A Postgres database is also deployed in the cluster automatically, passwords are generated randomly.

Kong OSS with shared database

vkdr infra up
vkdr postgres install
vkdr postgres createdb -d kong -u kong -p kong -s
vkdr kong install -m standard

The "kong" database user's password is kept in a secret named kong-pg-secret.

Kong OSS with custom domain

vkdr infra start --http 80 --https 443
vkdr kong install -m standard -d mydomain.com -s

The -d domain flag is a suffix for "manager.DOMAIN" endpoints.

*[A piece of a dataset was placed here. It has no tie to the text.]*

PR #998, opened 2022-01-28
[WEB-1440] Route redirect hotfixes

clintonium-119:
See [WEB-1440] for details.

[WEB-1440]: https://tidepool.atlassian.net/browse/WEB-1440?atlOrigin=eyJpIjoiNWRkNTljNzYxNjVmNDY3MDlhMDU5Y2ZhYzA5YTRkZjUiLCJwIjoiZ2l0aHViLWNvbS1KU1cifQ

The -s flag generates self-signed TLS certificates.

Kong Enterprise as secondary Ingress Controller

vkdr infra start --traefik --nodeports=2
vkdr kong install -e -l /path/license.json -m standard -p mypassword --use-nodeport

Two ingress controllers: Traefik (8000/8001) and Kong (9000/9001). If license is provided, RBAC is enabled (user "kong_admin").

Kong Enterprise with custom domain

vkdr infra start --http 80 --https 443
vkdr kong install -e -l /path/license.json -m standard -p mypassword --default-ic -d mydomain.com -s

Kong is the default ingress controller with RBAC enabled.

Kong with custom image (custom plugins)

vkdr infra up
vkdr kong install -m standard -i veecode/kong-cred -t 3.6.1-r1 \
  --env "plugins=bundled,oidc,oidc-acl,mtls-auth,mtls-acl,late-file-log"

Custom image with additional plugins pulled from Docker Hub.